* [What this task involves]:
Under this line are the records; write out word for word the part that begins at the line containing "chore(deps): upgrade oxc to 0.146.0" and ends at the line containing "### Breaking changes", and no more.

•••••

PR #10707, opened 2026-08-18
chore(deps): upgrade oxc to 0.146.0

Boshen:
Rolldown needs Oxc 0.146.0 to pick up the isolated-declarations fix for unresolved parameter types while retaining the 0.145.0 property-mangler migration.

### Regression fix

Oxc 0.146.0 includes [oxc-project/oxc#25909](https://github.com/oxc-project/oxc/pull/25909), which preserves unresolved parameter types during isolated declaration generation. This removes the declaration-generation failure observed in Rolldown's Vite compatibility job.

The Rust workspace dependencies, `Cargo.lock`, and npm catalog packages (`@oxc-project/runtime`, `@oxc-project/types`, `oxc-parser`, and `oxc-transform`) now use 0.146.0.

### Breaking changes

Both come from oxc's new property mangler:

•••••

* [Result]:
chore(deps): upgrade oxc to 0.146.0

Boshen:
Rolldown needs Oxc 0.146.0 to pick up the isolated-declarations fix for unresolved parameter types while retaining the 0.145.0 property-mangler migration.

### Regression fix

Oxc 0.146.0 includes [oxc-project/oxc#25909](https://github.com/oxc-project/oxc/pull/25909), which preserves unresolved parameter types during isolated declaration generation. This removes the declaration-generation failure observed in Rolldown's Vite compatibility job.

The Rust workspace dependencies, `Cargo.lock`, and npm catalog packages (`@oxc-project/runtime`, `@oxc-project/types`, `oxc-parser`, and `oxc-transform`) now use 0.146.0.

### Breaking changes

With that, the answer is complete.